In practice, strong consistency is less work for the client in many many
(most?) cases. If concurrent clients can update the same key concurrently in
several places, then the onus is on the client to somehow merge the differing
versions at some point. There are few good options to do so correctly and
efficiently. Let's consider the options.

a) Timestamps and last writer wins. Every version is time-stamped, and while
merging, the latest timestamped version wins out. This is error-prone; a
misconfigured clock can cause havoc.

b) Version-vectors: Allow you to track the causal history of different
versions, but you still have the problem that if two versions are indeed
concurrent, the client has to have code to merge them automatically --
experience with the Bayou system showed that this isn't easy. Your source-code
example is in this category; recall how Git cannot always automatically merge
conflicting changes ... the developer has to step in for manual changes.

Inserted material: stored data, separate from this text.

PR #70, opened 2022-12-05
CLASS22-84-restyling-product-view-page-with-adding-reviews

RZhyvitskyi:
# Description:
fixes esponsiveness of Product View page and adds reviews 

# Jira:


viedamayanti (approved):

miltonhultgren (dismissed):
I think you've gone too far in how atomic you're making your components.

Don't break things down too far. If a component doesn't make sense on it's own it shouldn't be a component. So the back button for a carousel, does that make sense alone? Alone it's just a button and we already have a component for that. So I would say it doesn't. 

Same for many of the wrapper components that are added to just hold a CSS class. Figure out ways to add that CSS class to the wrapped component instead.

In general I would say if you need to use * imports you have too many components!

The code in each component itself is fine but I think it would be much easier to understand if it was more collected. 
Remember, code is read more often than it is written!

viedamayanti (approved):

RZhyvitskyi:
> I think you've gone too far in how atomic you're making your components.
> 
> Don't break things down too far. If a component doesn't make sense on it's own it shouldn't be a component. So the back button for a carousel, does that make sense alone? Alone it's just a button and we already have a component for that. So I would say it doesn't.
> 
> Same for many of the wrapper components that are added to just hold a CSS class. Figure out ways to add that CSS class to the wrapped component instead.
> 
> In general I would say if you need to use * imports you have too many components!
> 
> The code in each component itself is fine but I think it would be much easier to understand if it was more collected. Remember, code is read more often than it is written!

RZhyvitskyi:
I'll make all the changes regarding to Milton review soon, just waiting for Carousel to be done.

viedamayanti (approved):

ShravyaGurmitkal (approved):

shpomp:
Again, @RZhyvitskyi as per common guidelines, you need a peer and a mentor review, which != 2 peers. 👌🏽

PR #71, opened 2022-12-05
feature(migration): added migration of orders and order_items table

27ManishaPatel:
# Description:
added migration of orders and order_item table

# Jira:

### DIFF
--- a/packages/server/migrations/20221205220007_add_order_items_table.js
+++ b/packages/server/migrations/20221205220007_add_order_items_table.js
@@ -4,7 +4,6 @@
  */
 exports.up = function (knex) {
   return knex.schema.createTable('order_items', (table) => {
-    table.increments();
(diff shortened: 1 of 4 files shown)


packages/server/migrations/20221205220007_add_order_items_table.js
```diff
@@ -0,0 +1,22 @@
+/**
+ * @param { import("knex").Knex } knex
+ * @returns { Promise<void> }
+ */
+exports.up = function (knex) {
+  return knex.schema.createTable('order_items', (table) => {
+    table.increments();
```
shpomp, line 7: this is not needed ✔️

shpomp (changes requested):

Yuliia-Balandiuk (approved):

shpomp (approved):

PR #72, opened 2022-12-06
style(DropDownView): add svg icon to the select

Yuliia-Balandiuk:
# Description:

# Jira:


packages/client/src/components/ProductListDropDown/DropDownView/DropDownView.style.css
```diff
@@ -9,9 +9,16 @@
   padding: 18px 12px 18px 12px;
   font-size: 18px;
   font-weight: 650;
+  position: relative;
   color: #212121cc;
-  background-color: #e4c1b1;
 }
+
+.all-filters {
+  background: url('../../../assets/all-flter-icon.svg') no-repeat;
```
miltonhultgren, line 17: This path should be absolute from the web server. So just `all-flter-icon.svg`.

Remember, all files in `assets` are served from the web server, so you shouldn't try to read it from the local git repo.

miltonhultgren (changes requested):
What does "extra" mean in this context? 
Extra options? Extra cheese? Extra CSS?

packages/client/src/containers/CollectionsPage/CollectionsPage.Container.js
```diff
@@ -5,7 +5,7 @@ import DropDownViewList from '../../components/ProductListDropDown/DropDownViewL
 export const CollectionsPage = () => {
   return (
     <div>
-      <DropDownViewList extra />
+      <DropDownViewList filterIcon />
```
miltonhultgren: This is a bit better but maybe this should be something like "showFilterIcon" since it's a boolean after all. 
But I also wonder why it's hard coded here to true?

Also ask yourself if it really makes sense to name this prop the same in all the layers it's being passed through, does it mean the same basic thing in all those components? It's okay to rename them so that they make the most sense in the context of each individual component.

packages/client/src/components/ProductListDropDown/DropDownView/DropDownView.style.css
```diff
@@ -14,7 +14,7 @@
 }
 
 .all-filters {
-  background: url('../../../assets/all-flter-icon.svg') no-repeat;
+  background: url('all-filter-icon.svg') no-repeat;
```
miltonhultgren: I looked into this and this has changed since the last FP I mentored, the way you did it at first is indeed the correct way so sorry for the noise, please revert this line back to:
`background: url('../../../assets/all-filter-icon.svg') no-repeat;`

packages/client/src/containers/CollectionsPage/CollectionsPage.Container.js
Yuliia-Balandiuk: Thanks for the help with the name for prop.
In my opinion, the same name, on the contrary, makes it easier to understand what kind of prop it is. It is always true because it is always used for one select.
Perhaps I did not understand something from your message, so I would be grateful for an explanation

packages/client/src/components/ProductListDropDown/DropDownView/DropDownView.component.js
```diff
@@ -15,9 +15,10 @@ const DropDownView = ({ options, lable, ...props }) => {
 
   return (
     <select
-      className="view-dropdown-select"
       value={value}
+      showFilterIcon={showFilterIcon}
```
miltonhultgren, line 19: Nitpick: This isn't a valid prop for a `select`

miltonhultgren (approved):

27ManishaPatel (approved):

PR #77, opened 2022-12-07
Class22 90 favorites migration and seeds

Hanouj:
# Description:

# Jira:


shpomp:
@Hanouj the build fail is because, in seeds, you use user IDs that do not exist. Look at user seeds to understand how many users we have. ✌🏽

PR #82, opened 2022-12-07
feature(Realted Items): made changes to handle the number of items in…

ShravyaGurmitkal:
… the Relatedites and moving carousel

# Description:

# Jira:

https://hackyourfuture-dk.atlassian.net/browse/CLASS22-63

### DIFF
--- a/packages/client/src/containers/RelatedItems/RelatedItems.Container.js
+++ b/packages/client/src/containers/RelatedItems/RelatedItems.Container.js
@@ -1,43 +1,73 @@
-import React, { useEffect, useState } from 'react';
+import React, { useEffect, useState, useCallback } from 'react';
 import PropTypes from 'prop-types';
 import ProductCard from '../../components/ProductCard/ProductCard.component';
 import { apiURL } from '../../apiURL';
+import { ViewAfterCarousel } from '../../components/ViewCarousel/ViewForwadCarousel/ViewAfterCarousel';
 import './RelatedItems.styles.css';
 import { ViewBackCarousel } from '../../components/ViewCarousel/ViewBackCarousel/ViewBackCarousel.component';
-import { ViewForwardCarousel } from '../../components/ViewCarousel/ViewForwardCarousel/ViewForwardCarousel.component';
 
 export const RelatedItems = ({ category }) => {
   const [categoryProducts, setCategoryProducts] = useState([]);
+  const [offSet, setOffset] = useState(0);
+  const [dataFlag, setDataFlag] = useState(true);
+
+  const fetchProductsByCategory = useCallback(async () => {
+    const response = await fetch(
+      `${apiURL()}/products?category=${category}&limit=3&offset=${offSet}`,
+    );
+    const categoryProductData = await response.json();
+
+    if (categoryProductData.data.length < 3) {
+      fetchAllProducts();
+    } else {
+      setDataFlag(true);
+      setCategoryProducts(categoryProductData.data);
+    }
+  }, [category, offSet]);
+
+  const fetchAllProducts = async () => {
+    const response = await fetch(`${apiURL()}/products`);
+    const allProductsData = await response.json();
+    const productsData = allProductsData.slice(0, 3);
+    setCategoryProducts(productsData);
+    setDataFlag(false);
+  };
 
   useEffect(() => {
-    const fetchProductsByCategory = async () => {
-      const response = await fetch(`${apiURL()}/products?category=${category}`);
-      const categoryProductData = await response.json();
-
-      setCategoryProducts(categoryProductData);
-    };
-
     fetchProductsByCategory();
-  }, [category]);
+  }, [category, fetchProductsByCategory]);
+
+  const handleBackCarousel = () => {
+    if (offSet > 2) {
+      setOffset(offSet - 3);
+    }
+  };
+
+  const handleAfterCarousel = () => {
+    setOffset(offSet + 3);
+  };
 
   return (
     // TODO: will refactor function Number of items to display below. CLASS22-63"
     <div className="related-items">
       <h1 className="relatedItems-heading">Related Items</h1>
       <div className="related-items-display">
-        <div className="related-items-back">
-          <ViewBackCarousel />
+        <div className="back-carousel">
+          <ViewBackCarousel text="" onClick={handleBackCarousel} />
         </div>
         {categoryProducts.map((prod) => (
           <ProductCard
             key={prod.id}
+            product={prod}
+            rating={5}
             title={prod.name}
             price={prod.price}
-            rating={5}
           />
         ))}
-        <div className="related-items-forward">
-          <ViewForwardCarousel />
+        <div className="after-Carousel">
+          {dataFlag && (
+            <ViewAfterCarousel text="" onClick={handleAfterCarousel} />
+          )}
         </div>
       </div>
     </div>
--- a/packages/client/src/containers/RelatedItems/RelatedItems.Container.js
+++ b/packages/client/src/containers/RelatedItems/RelatedItems.Container.js
@@ -11,31 +11,32 @@ export const RelatedItems = ({ category }) => {
   const [offSet, setOffset] = useState(0);
   const [hasMoreProducts, setHasMoreProducts] = useState(true);
 
-  const fetchProductsByCategory = useCallback(async () => {
-    const response = await fetch(
-      `${apiURL()}/products?category=${category}&limit=3&offset=${offSet}`,
-    );
-    const categoryProductData = await response.json();
-
-    if (categoryProductData.data.length < 3) {
-      fetchAllProducts();
-    } else {
-      setHasMoreProducts(true);
-      setCategoryProducts(categoryProductData.data);
-    }
-  }, [category, offSet]);
-
-  const fetchAllProducts = async () => {
-    const response = await fetch(`${apiURL()}/products`);
-    const allProductsData = await response.json();
-    const productsData = allProductsData.slice(0, 3);
-    setCategoryProducts(productsData);
-    setHasMoreProducts(false);
-  };
-
   useEffect(() => {
+    async function fetchProductsByCategory() {
+      const response = await fetch(
+        `${apiURL()}/products?category=${category}&limit=3&offset=${offSet}`,
+      );
+      const categoryProductData = await response.json();
+      if (categoryProductData.length === 0) {
+        if (categoryProductData.length === 0 && offSet === 0) {
+          await fetchAllProducts();
+        }
+        setHasMoreProducts(false);
+      } else if (categoryProductData.length < 3) {
+        setHasMoreProducts(false);
+        setCategoryProducts(categoryProductData);
+      } else {
+        setHasMoreProducts(true);
+        setCategoryProducts(categoryProductData);
+      }
+    }
+    async function fetchAllProducts() {
+      const response = await fetch(`${apiURL()}/products`);
+      const products = await response.json();
+      setCategoryProducts(products.slice(0, 3));
+    }
     fetchProductsByCategory();
-  }, [category, fetchProductsByCategory]);
+  }, [category, offSet]);
 
   const handleBackCarousel = () => {
     if (offSet > 2) {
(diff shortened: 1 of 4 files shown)


RZhyvitskyi (dismissed):

miltonhultgren:
Here is a good article on how to write better commit messages https://cbea.ms/git-commit/

As an example, consider:
`feat(RelatedItems): Handle any number of items, Move carousel`

packages/server/api/routes/products.router.js
```diff
@@ -37,25 +37,29 @@ const productsController = require('../controllers/products.controller');
...
-  }
-  try {
-    productsController
-      .getProducts()
-      .then((result) => res.json(result))
-      .catch(next);
-  } catch (error) {
-    res.status(404).json({ error: 'Bad Get Request' });
+  } else {
+    try {
```
miltonhultgren, line 55: I'd wrap the whole router in this try/catch, any of those functions could throw.

Another thing to doubt about is why there are 3 different code paths here, what if I want to get things in category "shoes" but also search for "skateboarding"? 
Will you add a new if/else branch to check if I have both category and search in my query? 
I think it would be better if you figure out ways to support multiple options within the same request.
That's possibly out of scope for this PR but something to discuss with your team!

packages/server/api/controllers/products.controller.js
```diff
@@ -40,16 +40,25 @@ const getProductsByCategory = async (category) => {
...
+      status: 200,
+      data: products,
+    };
   } catch (error) {
-    return error.message;
+    return {
+      status: error.httpStatus,
+      data: [],
+      message: error.message,
+    };
```
miltonhultgren: This controller now mixes error handling patterns, here we return an error response, but on line 47 we throw a HttpError, wouldn't it be better to use one style?

packages/client/src/containers/RelatedItems/RelatedItems.Container.js
```diff
@@ -1,33 +1,74 @@
...
+    setOffset(offSet + 3);
+  };
 
   return (
     // TODO: will refactor function Number of items to display below. CLASS22-63"
     <div className="related-items">
       <h1 className="realtedItems-heading">Related Items</h1>
       <div className="related-items-display">
+        <div className="back-carousel">
+          <ViewBackCarousel text="" onClick={handleBackCarousel} />
```
miltonhultgren: If it's not possible to go around backwards, then it would be better to disable this button if you're at the start of the items. Same for the next, if there is no more items, better to disable the button.

packages/client/src/containers/RelatedItems/RelatedItems.Container.js
```diff
@@ -1,33 +1,74 @@
...
 import ProductCard from '../../components/ProductCard/ProductCard.component';
 import { apiURL } from '../../apiURL';
+import { ViewBackCarousel } from '../../components/ViewCarousel/ViewBackCarousel/ViewBackCarousel';
+import { ViewAfterCarousel } from '../../components/ViewCarousel/ViewForwadCarousel/ViewAfterCarousel';
 import './RelatedItems.styles.css';
 
 export const RelatedItems = ({ category }) => {
   const [categoryProducts, setCategoryProducts] = useState([]);
+  const [offSet, setOffset] = useState(0);
+  const [dataFlag, setDataFlag] = useState(true);
```
miltonhultgren: This variable name does not tell me at all what this boolean does.

After carefully reading the code, I **think** it means "hasMoreProducts", meaning there are more products to load from the API for the next "pages". 

Try to write code that doesn't make the reader think and read so carefully, the more you can communicate upfront the better.

packages/client/src/containers/RelatedItems/RelatedItems.Container.js
```diff
@@ -1,33 +1,74 @@
...
+    const response = await fetch(
+      `${apiURL()}/products?category=${category}&limit=3&offset=${offSet}`,
+    );
+    const categoryProductData = await response.json();
+
+    if (categoryProductData.data.length < 3) {
+      fetchAllProducts();
+    } else {
+      setDataFlag(true);
+      setCategoryProducts(categoryProductData.data);
```
miltonhultgren: What if there is exactly 3 products? It will set the flag to true, but when you click next you'll get nothing back. 

Instead, it would be great if your API actually returned a count as well. So the response could look like:
```
{
  status: 200,
  total: 13,
  data: [
    product1,
    product2,
    product3
  ].
}
```

That way you don't need the flag, you can simply check if `total` is larger than `offset` .

packages/client/src/containers/RelatedItems/RelatedItems.Container.js
```diff
@@ -1,33 +1,74 @@
...
-      const response = await fetch(`${apiURL()}/products?category=${category}`);
-      const categoryProductData = await response.json();
+  const fetchProductsByCategory = useCallback(async () => {
+    const response = await fetch(
+      `${apiURL()}/products?category=${category}&limit=3&offset=${offSet}`,
+    );
+    const categoryProductData = await response.json();
+
+    if (categoryProductData.data.length < 3) {
+      fetchAllProducts();
```
miltonhultgren: So we don't show the 2 related items we did find? Perhaps it would be better to show those and then say there isn't any more related items, or if it's 0 say there is no related items but show some other products?

miltonhultgren: You also probably want to use `await` here.

packages/client/src/containers/RelatedItems/RelatedItems.Container.js
```diff
@@ -1,33 +1,74 @@
...
-    };
+  const fetchAllProducts = async () => {
+    const response = await fetch(`${apiURL()}/products`);
+    const allProductsData = await response.json();
+    const productsData = allProductsData.slice(0, 3);
+    setCategoryProducts(productsData);
+    setDataFlag(false);
+  };
 
+  useEffect(() => {
```
miltonhultgren: I would advice to wrap the logic for the effect inside of the effect, this makes it more clear where these functions belong.

```suggestion
useEffect(() => {
  async function fetchProductsByCategory() {
    const response = await fetch(
      `${apiURL()}/products?category=${category}&limit=3&offset=${offSet}`,
    );
    const { data: products } = await response.json();

    if (products.length < 3) {
      await fetchAllProducts();
    } else {
      setDataFlag(true);
      setCategoryProducts(products);
    }
  }

  async function fetchAllProducts() {
    const response = await fetch(`${apiURL()}/products`);
    const products = await response.json();
    setCategoryProducts(products.slice(0, 3));
    setDataFlag(false);
  }

  fetchProductsByCategory();
}, [category, offset]);
```

Where you might want to use `useCallback` is on the two click handlers below.

Another thing that makes me wonder, why does `api/products` return a different format than `api/products?category`?

miltonhultgren (changes requested):
I think we can make some improvements here!

viedamayanti (dismissed):

shravanipagilla (dismissed):

miltonhultgren:
@ShravyaGurmitkal Are you planning on making more changes in this PR or should I review it based on the last commit? 
If you're not going to address my other comments then I'd appreciate a comment about why! 👍🏼

packages/server/api/routes/products.router.js
ShravyaGurmitkal: Yeah ,but  search and allproducts is done by other team the category is done by our team the whole thing should be managed at some point

packages/server/api/controllers/products.controller.js
ShravyaGurmitkal: First it was the only http error I have changed in the return to object passing the details to become easier when I fetch the data in component

packages/client/src/containers/RelatedItems/RelatedItems.Container.js
ShravyaGurmitkal: If there are 3 it will show three items and when we will click the offset will increase there will be no related data then it will display the first three products from all products and disables the forward button

packages/client/src/containers/RelatedItems/RelatedItems.Container.js
ShravyaGurmitkal: Here if there are less than 3 I am showing the first three products from all products and disabling the forward button

ShravyaGurmitkal: Are you saying to use await near fetchAllproducts

packages/client/src/containers/RelatedItems/RelatedItems.Container.js
ShravyaGurmitkal: I didn't understand the comment on useCallback you have mentioned.

Before api/products?category return format  is similar to api/products but I have changed it while doing this component after fetching

ShravyaGurmitkal:
@miltonhultgren I have addressed the comments and if needed i will do more changes.

packages/server/api/controllers/products.controller.js
miltonhultgren: Right, but it would be best if every endpoint acted the same way when an error happens.

packages/client/src/containers/RelatedItems/RelatedItems.Container.js
miltonhultgren: As a user, I don't think I would understand that those next 3 are **not** related items. I think it would be much better if we had a way to count how many related items we have and act on that instead of some fallback behaviour.

packages/client/src/containers/RelatedItems/RelatedItems.Container.js
miltonhultgren: Yes.

packages/client/src/containers/RelatedItems/RelatedItems.Container.js
miltonhultgren: I understand that you changed it, but my concern is that the change creates a problem. 
The code now has to **know** if it's using the `category` query or not. That's not how things generally are done. The API should keep a consistent return format no matter what query options I send it. 

This is my main concern with this change, that we create a split **inside** the endpoint rather than handling the category logic inside the handler no matter if the query is passed in or not. 

Else, I would argue that these should be two **different** endpoints because their code paths are **not** related and their return format is **not** related.

shpomp (changes requested):
-

packages/client/src/containers/RelatedItems/RelatedItems.Container.js
ShravyaGurmitkal: I will change the return format of api/products?category? to same as other endpoints

ShravyaGurmitkal: As you suggested like this "Instead, it would be great if your API actually returned a count as well. So the response could look like:{
  status: 200,
  total: 13,
  data: [
    product1,
    product2,
    product3
  ].
}
Can I return when its success

packages/client/src/containers/RelatedItems/RelatedItems.Container.js
```diff
@@ -1,33 +1,77 @@
...
+      } else if (categoryProductData.length < 3) {
+        setHasMoreProducts(false);
+        setCategoryProducts(categoryProductData);
+      } else {
+        setHasMoreProducts(true);
+        setCategoryProducts(categoryProductData);
+      }
+    }
+    async function fetchAllProducts() {
+      const response = await fetch(`${apiURL()}/products`);
```
miltonhultgren, line 41:
```suggestion
      const response = await fetch(`${apiURL()}/products?limit=3`);
```

If I look at the URL above (`api/products?category=${category}&limit=3&offset=${offSet}`) then I would assume that I could send limit here as well rather than using `slice`.
If that's not possible, we should change it so that it **is** possible because query parameters should not vary like that.

miltonhultgren (dismissed):

packages/client/src/containers/RelatedItems/RelatedItems.Container.js
ShravyaGurmitkal: @miltonhultgren yes in the endpoint for getAllproducts we don't have any limit query parameter so I haven't used there and used slice

ShravyaGurmitkal: We will update it when the endpoint is updated but for now for this PR I think to do. with slice

shpomp:
I broke it by rebasing. 
@ShravyaGurmitkal will find out what happened and/or needs to happen with ViewAfterCarousel 🤞🏽

shpomp (approved):

shravanipagilla (approved):

PR #86, opened 2022-12-07
feature(variants-endpoint)Get all variants by productId

shravanipagilla:
# Description:
variants-endpoints by productId

# Jira:


packages/server/api/routes/variants.router.js
```diff
@@ -0,0 +1,39 @@
...
+ *        description: Unexpected error.
+ */
+router.get('/:productId', (req, res, next) => {
+  variantsController
+    .getVariantsByProductId(req.params.productId)
+    .then((result) => res.json(result))
+    .catch(next);
+});
+
+module.exports = router;
```
ShravyaGurmitkal, line 41: 👍

ShravyaGurmitkal (dismissed):

packages/server/migrations/20221206115201_add_variants_table.js
```diff
@@ -20,7 +20,7 @@ exports.up = function (knex) {
       'orange',
     ]);
     table.enum('size', ['XS', 'Small', 'Medium', 'Large', 'XL', 'XXL', '3XL']);
-    table.binary('picture');
+    table.string('picture');
```
miltonhultgren: Might wanna make this `pictureUrl`

packages/server/api/routes/variants.router.js
```diff
@@ -0,0 +1,39 @@
...
+ * /variants/{productId}:
+ *  get:
+ *    tags:
+ *    - variants
+ *    summary: Get variants by productId
+ *    description:
+ *      Will return All variants with a matching productId.
+ *    produces: application/json
+ *    parameters:
+ *     - in: path
```
miltonhultgren: I don't think this should be a path variable, I'd rather see it as a query parameter. 

Path segments are meant to express **resources**. So `/users` is the list of all user resources, `/users/{id}` gives you a specific User resource based on it's ID. 

So here, `/variants` gives you a list of all variants, and `/variants/{id}` should give me the variant with that ID but that's not what you mean here. 

You mean to **filter** the list of `variants` to only those that have the matching product ID. So I would say `/variants?product={ID}` instead.

packages/server/api/controllers/variants.controller.js
```diff
@@ -0,0 +1,24 @@
+const knex = require('../../config/db');
+const HttpError = require('../lib/utils/http-error');
+
+const getVariantsByProductId = async (productId) => {
+  if (!productId) {
```
miltonhultgren: This won't really work, what if I pass in 0. 0 is a number but it's falsy so this check will throw. 
Also note that in HTTP all parameters are strings, so you need to convert it to a number first. 

Roughly, you should combine a "not empty" check with a `parseInt` check.

packages/server/api/controllers/variants.controller.js
```diff
@@ -0,0 +1,24 @@
...
+  try {
+    const variants = await knex('variants')
+      .select('*')
+      .where('product_id', `${productId}`);
+    if (variants.length === 0) {
+      throw new HttpError(`incorrect entry with the id of ${productId}`, 404);
+    }
+    return variants;
+  } catch (error) {
+    return error.message;
```
miltonhultgren: By having this catch here, you remove the point of using HttpError, since it will catch that an unwrap it again. 

You could check if the `error` is a instance of `HttpError` and act based on that.

miltonhultgren (dismissed):

packages/server/migrations/20221206115201_add_variants_table.js
shravanipagilla: @miltonhultgren can you explain a bit more? i did not see any datatype called pictureUrl.

miltonhultgren: I meant, `table.string('pictureUrl);` since what you will store there is the URL

viedamayanti (approved):

shpomp (approved):

RZhyvitskyi (approved):

packages/server/seeds/development/variants.js
```diff
@@ -9,118 +9,136 @@ exports.seed = async function (knex) {
   await knex('variants').insert([
     {
       color: 'red',
-      picture: '.jpg',
+      pictureUrl: 'packages/client/src/assets/jeans&shoes.jpg',
```
miltonhultgren, line 12: @shpomp @zkwsk  I don't know if/how this will work 🤔 

When doing build, it will copy the assets from `src/assets` **if** they are imported by the code, and it will copy whatever is in the `public` folder. 
Since these URLs here might **not** be imported by the JS code, we have to make sure they're available in `public` and that the URLs used here match what it will be at build time, but I don't know at all how that will work at dev time...

I don't know if `create-react-app` actually accounts for this or if they assume that all assets are bundled with the code.

packages/server/api/routes/variants.router.js
```diff
@@ -0,0 +1,41 @@
...
+ *      5XX:
+ *        description: Unexpected error.
+ */
+router.get('/', (req, res, next) => {
+  if ('product' in req.query) {
+    variantsController
+      .getVariantsByProductId(req.query.product)
+      .then((result) => res.json(result))
+      .catch(next);
+  }
```
miltonhultgren, line 38: I know this PR is already merged but this is a pattern we should really avoid.

We should not create branches based on if a parameter is present or not, we should write our code as if all parameters were sent and instead provide good defaults. If the parameter is required but no good default can be found, the API should throw an error instead.

PR #87, opened 2022-12-07
feature (userContext): with firebase

andrii1:
# Description:

# Jira:


Hailegebriel22 (dismissed):

shpomp (dismissed):

packages/client/src/components/Navigation/Navigation.component.js
```diff
@@ -1,30 +1,11 @@
...
-    } catch (err) {
-      /* error */
-    }
-  }, [user?.uid]);
-  useEffect(() => {
-    if (user) {
-      fetchUserName();
-    }
-  }, [user, fetchUserName]);
+  const { user, name, logout } = useUser();
```
miltonhultgren: I think it would make more sense to name the custom hook `useUserContext`. Being aware that this is a context based value can be helpful.

packages/client/src/userContext.js
```diff
@@ -0,0 +1,70 @@
...
+  auth,
+  db,
+  logInWithEmailAndPassword,
+  signInWithGoogle,
+  registerWithEmailAndPassword,
+  logout,
+} from './firebase';
+import { query, collection, getDocs, where } from 'firebase/firestore';
+
+export const UserContext = createContext();
```
miltonhultgren, line 21: Nitpick: Not sure you really want to export this, since the gain of custom hook and custom provider is to not expose this detail.

packages/client/src/userContext.js
```diff
@@ -0,0 +1,70 @@
...
+    <UserContext.Provider value={fireBaseProviderValue}>
+      {children}
+    </UserContext.Provider>
+  );
+}
+
+export function useUser() {
+  const value = useContext(UserContext);
+  return value;
+}
```
miltonhultgren: Here you'd also want to check if `value` is actually filled out. 
If a user has failed to wrap the calling component in your provider they won't have the context and this should fail.

packages/client/src/userContext.js
```diff
@@ -0,0 +1,70 @@
...
+
+UserProvider.propTypes = {
+  children: PropTypes.shape.isRequired,
```
miltonhultgren: children: PropTypes.oneOfType([
        PropTypes.arrayOf(PropTypes.node),
        PropTypes.node
    ]).isRequired

packages/client/src/components/Navigation/Navigation.component.js
andrii1: changed it in Navigation, Login, Signup components.

packages/client/src/userContext.js
andrii1: added

packages/client/src/userContext.js
andrii1: I added this:
`export function useUserContext() {
  const value = useContext(UserContext);
  if (!value) {
    throw new Error('Did you forget to put this under UserProvider');
  }
  return value;
}`

shpomp (changes requested):
-

Hanouj (approved):

shpomp (approved):

PR #88, opened 2022-12-08
feat(single form validation function) for login/contact us page

Hailegebriel22:
# Description:

Extract the previous two form validation functions into one function.

# Jira:


miltonhultgren (changes requested):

3) Lattices. If you have the good fortune to have your data exhibit lattice
properties (like CRDTs), then automatic merging is easy and elegant. However,
you still don't get compositionality.

For a vast majority of the examples in recent history that have made a case
for eventual consistency, subsequent examples have shown how to achieve strong
consistency and still maintain respectable performance, as the subject of this
thread indicates. Google Spanner and CockroachDb are linearizable, the
strongest possible consistency, and are geo-replicated and unburdened by
traditional lock or 2PC issues.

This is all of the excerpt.